PR #477, opened 2026-02-02
feat: Add --executable-path flag to the test command

julien-duponchelle:
This allow to pass to Camoufox library the executable-path from the cli test command allowing to use a camoufox from a different folder during development.

Example:
`python -m camoufox test --executable-path="/tmp/camoufox/camoufox-bin"`


icepaq:
Awesome! It'll be some time until we update the pip package but this will be included for when we do!!

PR #504, opened 2026-02-22
Various Patches

icepaq:


KemalIlkilic:
@icepaq  Do we have any estimation on when these various patches will be finished? 
I’m excited to see Camoufox back.
Linux version we use in docker automatically pulls version 135. Would it make sense to try it with 146 or should we stick with 135 for stability for now?
Thank you guys for your effort. 🙏🏻

icepaq:
@KemalIlkilic I'm merging this PR right now. We have a [second one](https://github.com/CloverLabsAI/camoufox/pull/13) being worked on however which includes the python library to insert the patches. That should be merged sometime next week.

PR #507, opened 2026-03-03
fix: only include proxy key in launch options when proxy is not None

dreamsxin:
When proxy is None, the original code still includes "proxy": None in the returned launch options dictionary. This causes an error downstream when the server expects a proxy object but receives null, e.g.:
"Error launching server: proxy: expected object, got null Failed to launch browser."

The fix conditionally adds the proxy key only when proxy is not None, preventing the null value from being passed to the browser launcher.

### DIFF
--- a/pythonlib/camoufox/utils.py
+++ b/pythonlib/camoufox/utils.py
@@ -651,12 +651,20 @@ def launch_options(
     else:
         executable_path = launch_path()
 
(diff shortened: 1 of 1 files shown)


icepaq:
I just noticed that the change was added by Daijro recently. Thanks for the contribution regardless!

PR #562, opened 2026-04-03
Add media:spoof_codecs config option to prevent codec fingerprinting

### LINKED ISSUE #558: canPlayType() and isTypeSupported() leak system codec libraries
`canPlayType()` and `MediaSource.isTypeSupported()` reveal which system codec libraries are installed. Different environments have different FFmpeg versions or VideoToolbox availability, so these APIs return different results for the same browser profile. CreepJS flags this as differing `media.mimeTypes`.

A Linux server with FFmpeg 6.x spoofing a macOS profile still reports a Linux-server codec matrix. Easy correlation signal.

## Root cause

`MP4Decoder::IsSupportedType()` and `MatroskaDecoder::IsSupportedType()` call `PDMFactory::Supports()` which enumerates actual system decoders. Useful for playback decisions, but leaks the host's codec stack to any page that asks.

## Proposed fix

Add a `media:spoof_codecs` config key. When enabled, short-circuit `IsSupportedType()` to return `true` for any valid codec string without consulting `PDMFactory`. Trade-off: claims support for codecs that may not decode. Fine for fingerprint resistance; opt-in so default behaviour is unchanged.

rubenvereecken:
Closes #558

## Description

`canPlayType()` and `MediaSource.isTypeSupported()` leak which system codec libraries are installed by querying `PDMFactory::Supports()`. Different environments → different codec support → fingerprintable. CreepJS detects this as mismatched `media.mimeTypes`.

### The fix

New `media:spoof_codecs` config key. When enabled, bypasses `PDMFactory::Supports()` in `MP4Decoder::IsSupportedType()` and `MatroskaDecoder::IsSupportedType()` — reports all valid codec strings as supported regardless of system decoders.

```json
{ "media:spoof_codecs": true }
```

Default `false` — standard behaviour unchanged.

### Trade-off

The browser claims codec support even when no actual decoder is present. `canPlayType("video/mp4; codecs=hev1...")` → `"probably"` even without HEVC. Actual playback fails at decode time, not query time. Correct trade-off for anti-fingerprinting; users who need real playback should only enable this with matching decoders installed.

## Type of Change

- [x] New feature

### DIFF
--- a/patches/media-codec-spoofing.patch
+++ b/patches/media-codec-spoofing.patch
@@ -1,0 +1,74 @@
+diff --git a/dom/media/mp4/MP4Decoder.cpp b/dom/media/mp4/MP4Decoder.cpp
+index abcdef0001..abcdef0002 100644
+--- a/dom/media/mp4/MP4Decoder.cpp
++++ b/dom/media/mp4/MP4Decoder.cpp
+@@ -7,6 +7,7 @@
+ #include "MP4Decoder.h"
+
+ #include "H264.h"
++#include "MaskConfig.hpp"
+ #include "VPXDecoder.h"
+ #ifdef MOZ_AV1
+ #  include "AOMDecoder.h"
+@@ -133,6 +134,14 @@ bool MP4Decoder::IsSupportedType(const MediaContainerType& aType,
+     return false;
+   }
+
++  // Camoufox: When media:spoof_codecs is enabled, always report MP4 as
++  // supported. This prevents canPlayType()/isTypeSupported() from leaking
++  // which system codec libraries (FFmpeg, VideoToolbox, GStreamer) are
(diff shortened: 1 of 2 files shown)


JWriter20:
Thanks @rubenvereecken. Landed via #756 (merged as 35b45c1), commit 03ac03c, authorship intact.

Two follow-ups were needed to make it work end to end: `media-codec-spoofing.patch` no longer applied to FF152 (its `#include "MaskConfig.hpp"` hunk targeted an include block FF152 reordered, which aborted the whole patch run) — retargeted in 17fe73a. And `media:spoof_codecs` was never declared in `settings/properties.json`, so `validate_config()` silently dropped it and the documented usage did nothing — declared in 0169975, along with a guard that scans for `MaskConfig::Get*("key")` reads missing from the schema. Fixes #558.

PR #944, opened 2015-03-03
[fix bug 1137647] Recalculate when to send unavailability notifications.

akatsoulas:


akatsoulas:
@johngian r?

remo/profiles/models.py
```diff
@@ -278,6 +279,16 @@ def user_status_email_reminder(sender, instance, created, raw, **kwargs):
             datetime.datetime.min.time())
         data = {'user_status': instance}
 
+        time_diff = (timezone.make_aware(notification_datetime, pytz.UTC) -
+                     timezone.now())
+        # If the notification date is in the past, then send the notification
+        # x/2 hours fron now, where x is the diff between the return date and
```
johngian: /s/fron/from/g/

remo/profiles/models.py
```diff
@@ -278,6 +279,16 @@ def user_status_email_reminder(sender, instance, created, raw, **kwargs):
             datetime.datetime.min.time())
         data = {'user_status': instance}
 
+        time_diff = (timezone.make_aware(notification_datetime, pytz.UTC) -
+                     timezone.now())
+        # If the notification date is in the past, then send the notification
```
johngian: I don't get how we define the heuristic here.

remo/profiles/models.py
```diff
@@ -278,6 +279,16 @@ def user_status_email_reminder(sender, instance, created, raw, **kwargs):
...
+        # x/2 hours fron now, where x is the diff between the return date and
+        # now
+        if time_diff.days < 0:
+            hours_added = (time_diff.seconds / 3600) / 2
```
johngian: I would prefer this to be a hardcoded date instead of a heuristic. But this is an edgy case so feel to leave this as is since it seems to be working.

johngian:
r+wc

PR #946, opened 2015-03-04
Remove goals from events and allow a user to select only one functional area.

akatsoulas:


akatsoulas:
This is not ready yet. Needs an update in some tests and a few new ones.

remo/base/templates/settings.html
```diff
@@ -72,16 +72,13 @@
...
-                    <a href="{{ url('list_activities') }}">Edit activities</a>
-                  </p>
-                  <p>
-                    <a href="{{ url('list_campaigns') }}">Edit campaigns</a>
-                  </p>
+                <p>
+                  <a href="{{ url('list_activities') }}">Edit activities</a>
+                </p>
+                <p>
+                  <a href="{{ url('list_campaigns') }}">Edit campaigns</a>
```
johngian: This needs rebase. Its ``Edit initiatives`` now on master.

remo/events/admin.py
```diff
@@ -11,31 +10,13 @@ class AttendanceInline(admin.StackedInline):
...
         model = Event
-        exclude = ('id', 'categories', 'goals', 'metrics',)
-
-    def dehydrate_event_goals(self, event):
-        if event.goals.all().exists():
-            goals = ', '.join(x.name for x in event.goals.all())
-            return goals
-        return ''
-
-    def dehydrate_event_categories(self, event):
```
johngian: We are not removing the ``event_categories`` field. We might want to keep this ``dehydrate_`` method unchanged.

remo/events/forms.py
```diff
@@ -154,10 +154,7 @@ def __init__(self, *args, **kwargs):
 
 class EventForm(happyforms.ModelForm):
     """Form of an event."""
-    categories = forms.ModelMultipleChoiceField(
-        queryset=FunctionalArea.active_objects.all())
-    goals = forms.ModelMultipleChoiceField(
-        queryset=EventGoal.active_objects.all())
+    categories = forms.ChoiceField(choices=[], required=True)
```
johngian: You can omit ``required=True`` (it's required by default).

remo/events/forms.py
```diff
@@ -185,20 +182,23 @@ def __init__(self, *args, **kwargs):
...
-            goals = EventGoal.objects.filter(goals_query)
-            self.fields['categories'].queryset = categories
-            self.fields['goals'].queryset = goals
+            categories_query |= categories_query.filter(Q(
+                id__in=self.instance.categories.all()))
+            initial_category = self.instance.categories.all()[0]
+            self.fields['categories'].initial = initial_category.id
+
+        categories = ([('', 'Please selecet a functional area')] +
+                      [(cat.id, cat.name) for cat in categories_query])
```
johngian: You can use ``values_list('id', 'name')`` instead.

remo/events/forms.py
```diff
@@ -299,6 +298,10 @@ def _clean_bug(self, bug_id):
         bug, created = Bug.objects.get_or_create(bug_id=bug_id)
         return bug
 
+    def clean_categories(self):
+        category_id = self.cleaned_data['categories']
+        return get_object_or_none(FunctionalArea, id=category_id)
```
johngian: This is an edge case (and requires client side tampering from the user) but if ``clean_categories`` returns ``None`` we might end up with a required field saved without data.

akatsoulas: This is tackled in the `clean` method.

akatsoulas:
@johngian pr updated

remo/events/forms.py
johngian: Looks good, didn't notice it.

remo/events/forms.py
```diff
@@ -185,20 +182,23 @@ def __init__(self, *args, **kwargs):
...
-            categories = FunctionalArea.objects.filter(categories_query)
-            goals = EventGoal.objects.filter(goals_query)
-            self.fields['categories'].queryset = categories
-            self.fields['goals'].queryset = goals
+            categories_query |= categories_query.filter(Q(
+                id__in=self.instance.categories.all()))
+            initial_category = self.instance.categories.all()[0]
+            self.fields['categories'].initial = initial_category.id
+
+        categories = ([('', 'Please selecet a functional area')] +
```
johngian: Please fix typo here. Also isn't this the default choice in this type of field?

remo/events/forms.py
```diff
@@ -185,20 +182,23 @@ def __init__(self, *args, **kwargs):
...
+                      list(categories_query.values_list('id', 'name')))
+        self.fields['categories'].choices = categories
 
         # Dynamic countries field.
         countries = product_details.get_regions('en').values()
         countries.sort()
-        country_choices = ([('', "Country")] +
+        country_choices = ([('', 'Country')] +
```
johngian: Same here. If this is not the default feel free to ignore.

remo/events/forms.py
```diff
@@ -185,20 +182,23 @@ def __init__(self, *args, **kwargs):
...
-            categories_query = (Q(active=True) |
-                                Q(id__in=self.instance.categories.all()))
-            goals_query = Q(active=True) | Q(id__in=self.instance.goals.all())
-            categories = FunctionalArea.objects.filter(categories_query)
-            goals = EventGoal.objects.filter(goals_query)
-            self.fields['categories'].queryset = categories
-            self.fields['goals'].queryset = goals
+            categories_query |= categories_query.filter(Q(
+                id__in=self.instance.categories.all()))
+            initial_category = self.instance.categories.all()[0]
```
johngian: You might need to try/catch this or check if queryset exists (I am getting errors on some old events).

johngian:
LGTM r+wc :rocket:

akatsoulas:
Thanks for the review :coffee:

PR #947, opened 2015-03-05
[Fix bug 1139878] Change report form fields to facilitate "initiatives".

johngian:
* ChoiceField instead ModelMultipleChoiceField for contribution areas
* Campaign is now a required field
* Removed CSS/JS code that handled campaign show/hide


johngian:
@akatsoulas Tests are now passing.

akatsoulas:
Question: Should we remove the null=True from the reports model?

johngian:
I think that this will break the relations for all past reports without a relation to ``Campaign``.

comzeradd:
Nice work :coffee: 

Please rebase before merging. r+wc

PR #948, opened 2015-03-06
[fix bug 1138854] Add initiatives drop-down in events.

akatsoulas:


remo/events/templates/edit_event.html
```diff
@@ -338,6 +338,19 @@
 
         <!-- Categories/Goals Section -->
         <div class="row">
+          <!-- Campaign/Intiatives -->
```
akatsoulas: The UI here seems a bit off, but this PR will be merged after #946 so everything will fall into place.

johngian:
LGTM
ATM it's blocked from #953

PR #951, opened 2015-03-09
Run reports migration before setting the alumni date.

akatsoulas:


johngian:
I tested it locally and seems to be working fine.
r+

* * * * * * * * *

■ Task directions: Please find every line in the records that contains the word "reports", and copy it out.

■ Task solution:
A Linux server with FFmpeg 6.x spoofing a macOS profile still reports a Linux-server codec matrix. Easy correlation signal.
New `media:spoof_codecs` config key. When enabled, bypasses `PDMFactory::Supports()` in `MP4Decoder::IsSupportedType()` and `MatroskaDecoder::IsSupportedType()` — reports all valid codec strings as supported regardless of system decoders.
Question: Should we remove the null=True from the reports model?
I think that this will break the relations for all past reports without a relation to ``Campaign``.
Run reports migration before setting the alumni date.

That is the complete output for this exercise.